P. ¿Qué sesgos pesan sobre la investigación biológica actual?

R. Por ejemplo, la genetización, que no es un sesgo de género. Tras las II Guerra Mundial, se estudiaron los efectos genéticos de las radiaciones, lo que trajo consigo un enorme despliegue de esfuerzos en el campo de la genética que ha generado un escenario de investigaciones muy centradas en ese ámbito, cuando hay muchas cosas que no se deben a la genética. Si pensamos que en el ADN de una persona está escrita su vida, se limitan mucho sus posibilidades.

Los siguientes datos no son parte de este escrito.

PR #4073, opened 2019-05-02

mserifovic:
Removed date published from conference paper type before place of publication.


adam3smith:
Thanks!

PR #4074, opened 2019-05-02
Update uppsala-universitet-institutionen-for-biologisk-grundutbildnin…

jakobsson-ibg:
…g.csl

Modifying our institution style that has not been updated for some years. Solving 2 problems that caused CSL errors when using the Mendeley client.

### DIFF
--- a/uppsala-universitet-institutionen-for-biologisk-grundutbildning.csl
+++ b/uppsala-universitet-institutionen-for-biologisk-grundutbildning.csl
@@ -11,10 +11,14 @@
       <name>Per Enström</name>
       <email>per.enstrom@ibg.uu.se</email>
     </author>
+    <contributor>
+      <name>Tobias Jakobsson</name>
+      <email>jakobsson@ibg.uu.se</email>
+    </contributor>
     <category citation-format="author-date"/>
     <category field="generic-base"/>
     <summary>Style for Swedish and English texts done at the Biology Education Centre (Institutionen för biologisk grundutbildning) at Uppsala University, Sweden.</summary>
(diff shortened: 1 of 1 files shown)


uppsala-universitet-institutionen-for-biologisk-grundutbildning.csl
```diff
@@ -50,24 +54,39 @@
...
+          <name sort-separator=" " initialize-with="" name-as-sort-order="all" delimiter=", " delimiter-precedes-last="always"/>
+          <label form="short" strip-periods="true" prefix=" (" suffix=")"/>
+          <substitute>
+            <names variable="editor"/>
+            <names variable="translator"/>
+          </substitute>
+        </names>
+      </if>
+      <else>
+        <text value=""/>
```
adam3smith: same here

rmzelle:
> Modifying our institution style that has not been updated for some years. Solving 2 problems that caused CSL errors when using the Mendeley client.

@jakobsson-ibg, sorry we responded so slowly to this. If you can describe the problem you were experiencing in some detail, maybe we can offer an alternative solution. What type of errors were you seeing?

jakobsson-ibg:
Sorry for the late reply from my end as well. High priority tasks and then vacations stopped me from replying sooner.

We had two frequent errors, where Mendeley threw errors. First one because it did not accept a line with "<span style="text-decoration:none;">et al.</span>", so this was removed. Second error was that it did not accept citations for web pages where there was no author name included. The if statements checked this, and provided an alternate solution by setting the string to null.

PR #4578, opened 2020-02-24
chicago-fullnote-bibliography.csv: use reprint note if exists, cf. BibLaTeX 2.2.2 & CMoS 14.114

cacology:
## Expected Behavior

There should be a variable in chicago-fullnote-bibliography that inserts a user-generated reprint note.

## Actual Behavior

The CSL only writes "Reprint" or "rept." in certain special circumstances.

## Discussion

_Chicago Manual of Style_ (17th ed., CMoS) 14.114 allows free-text reprint descriptions, e.g.

> Emerson, Ralph Waldo. _Nature._ 1836. **Facsimile of the first edition, with an introduction by Jaroslav Pelikan.** Boston: Beacon Press, 1985.  (**bold** mine, p. 807)

or

> Fitzgerald, F. Scott. _The Great Gatsby._ New York: Scribner, 1925. **Reprinted with preface and notes by Matthew J. Bruccoli.** New York: Collier Books, 1992. [...] (**bold** mine, p. 807)

While the CSL standard suggests "note" is for commentary:

> (short) inline note giving additional item details (e.g. a concise summary or commentary) [link](https://docs.citationstyles.org/en/stable/specification.html#appendix-iv-variables)

The tradition inherited from BibLaTeX (and the crosswalks to CSL JSON) suggests that it's for:

> Miscellaneous bibliographic data which does not fit into any other field. The note field may be used to record bibliographic data in a free format. Publication facts such as “Reprint of the edition London 1831” are typical candidates for the note field. (Manual, 2.2.2) [link](https://www.ctan.org/pkg/biblatex)

I propose that we are to understand "a concise summary or commentary" as relating to the reprint preparation, thus restoring functionality present already in BibLaTeX.

In any case, I've edited my files locally, which solves my problem, but I thought someone else might find this useful too.

### Potential Side Effects

Zotero calls this variable "Extra" in its interface.  It too exports it to BibLaTeX "note", which suggests that the original purpose was enhanced publication info, but people could have used it in various weird ways that are as unpredictable as what "extra" might mean.

Respectfully submitted, open to tweaks/discussion/whatever

### DIFF
--- a/chicago-fullnote-bibliography.csl
+++ b/chicago-fullnote-bibliography.csl
@@ -729,22 +729,28 @@
   <macro name="reprint-note">
     <!--needs localization-->
     <choose>
-      <if variable="original-date issued" match="all">
+      <if variable="note" match="all">
+        <text variable="note"/>
+      </if>
+      <else-if variable="original-date issued" match="all">
         <choose>
           <!--for whatever reason in notes, when we have both original and new publishers, reprint doesn't appear-->
           <if variable="original-publisher original-publisher-place" match="none">
             <text value="repr."/>
           </if>
         </choose>
-      </if>
+      </else-if>
     </choose>
   </macro>
   <macro name="reprint">
     <!--needs localization-->
     <choose>
-      <if variable="original-date issued" match="all">
-        <text value="reprint" text-case="capitalize-first"/>
+      <if variable="note" match="all">
+        <text variable="note" text-case="capitalize-first"/>
       </if>
+      <else-if variable="original-date issued" match="all">
+        <text value="reprint" text-case="capitalize-first"/>
+      </else-if>
     </choose>
   </macro>
   <macro name="publisher">


adam3smith:
I understand the need, but for legacy reasons we definitely can't do this using `note`. It would lead to thousands of users suddenly ending up with unexpected content in their Chicago footnotes (I believe Mendeley actually puts user notes into `note`, so it wouldn't just be Zotero users).

Not sure there is a current viable solution in CSL -- my view has always been that at some point Chicago footnotes are sufficiently ideosyncratic as to require manual editing, but I understand that's not really feasible with pandoc-type workflows.

cacology:
Thanks for the quick response! I ran Mendeley and took an entry round-trip, that's deliberately a little ugly (don't judge--I wanted to see what would break ;-):

Imported:
```BibTeX
@inbook{GoldsmithAugustan,
  author =       "Oliver Goldsmith",
  title =        "An Account of the {A}ugustan {A}ge of {E}ngland",
  volume =       4,
  pages =        "283-292",
  booktitle =    "The Works of Oliver Goldsmith: With an Account of
                  His Life and Writings",
  edition =      "new ed.",
  address =      "London",
  publisher =    "J. Johnson, etc.",
  year =         1806,
  origlocation = {London},
  origdate = {1759},
  note =         "from \textit{The Bee}"
}
```

Exported:
```BibTeX
@incollection{Goldsmith1806,
address = {London},
annote = {from The Bee},
author = {Goldsmith, Oliver},
booktitle = {The Works of Oliver Goldsmith: With an Account of
His Life and Writings},
edition = {new ed.},
pages = {283--292},
publisher = {J. Johnson, etc.},
title = {{An Account of the Augustan Age of England}},
volume = {4},
year = {1806}
}
```

The UI says that it imports BibTeX, not BibLaTeX, which seems to be happening here.  BibTeX has a much vaguer definition of note, so Mendeley puts it in something better:

> **note** Any additional information that can help the reader. The first word should be capitalized.

Also from BibTeX
> **annote** An annotation. It is not used by the standard bibliography styles, but may be used by others that produce an annotated bibliography. [Using BibTeX](https://ctan.org/pkg/bibtex)

So since Mendeley neither ingests nor exports BibLaTeX, but BibTeX,  I don't think `note` fields should hit this CSL?  I'm not quite sure how Mendeley uses the CSL files, but if it's converting `note` to `annote` the problem is avoided.

Thoughts?

adam3smith:
> Maybe the thing to do is clarify the relationship between CSL and BibLaTeX?

Yeah, I think you got on the wrong track on this because of pandoc's ability to read BibLaTex and use it for CSL styles (by converting it to CSL JSON internally). There is no relationship at all between CSL/CSL JSON and BibLaTeX. They are completely separate bibliography and metadata formats and the metadata component can be, with some loss, translated into each other just like any other metadata formats. 

E.g. you're conversion exercise using Mendeley is completely irrelevant. What matters is the CSL JSON that Mendeley uses to generate citation styles, and that does, indeed, convert the content of "Notes" into CSL `note` -- so I'm sorry, but this solution won't work for CSL.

Ese énfasis en que lo que hay que conocer más es lo que se hereda, lo que está escrito en el ADN, me parece excesivo.

P. ¿Hemos mitificado el ADN?

R. Claro, es una molécula tan bonita y sencilla que convertirla en algo genial que lo explicaría todo es fácil. Hay que contemplar el mundo como un resultado de interacciones, no de una molécula magistral. La simplificación conduce a muchísimo error.

P. Es autora de una biografía de Severo Ochoa, ¿para cuándo otro Nobel español?

R. La elección de personas se ajusta demasiado bien a las geopolíticas de cada momento. Por ejemplo, el Nobel no se empezó a dar a científicos de Estados Unidos hasta después de la II Guerra Mundial, cuando ese país empezó a destinar recursos a la investigación y los grandes científicos europeos habían emigrado masivamente allí. Aunque en España se hacen esfuerzos muy grandes, los liderazgos científicos y tecnológicos son muy difíciles de desafiar. Yo no creo que la comunidad científica española sea peor; pese a que se dedica menos dinero, es extraordinariamente productiva. No hay que culpar a nadie ni tampoco mitificar el Nobel, que es un premio cada vez más injusto porque no reconoce el trabajo en equipo, fundamental en ciencia. Casi ningún Nobel ha hecho su trabajo solo -Cajal sí, pero fue en 1905-. Todos los grupos tienen a mucha gente trabajando y, hoy, cada vez se conceden más nóbeles a tres personas, que es el máximo permitido. Se sigue distinguiendo a muy poca gente comparado con la enorme cantidad de personas que están contribuyendo al avance del conocimiento científico. Es difícil optar a un reconocimiento así, cuando además el reparto de autoridad no se hace en España, pues los méritos dependen de la publicación en revistas científicas de fuera de nuestras fronteras. Hay un debate pendiente para valorar mejor el esfuerzo investigador que se hace en nuestro país.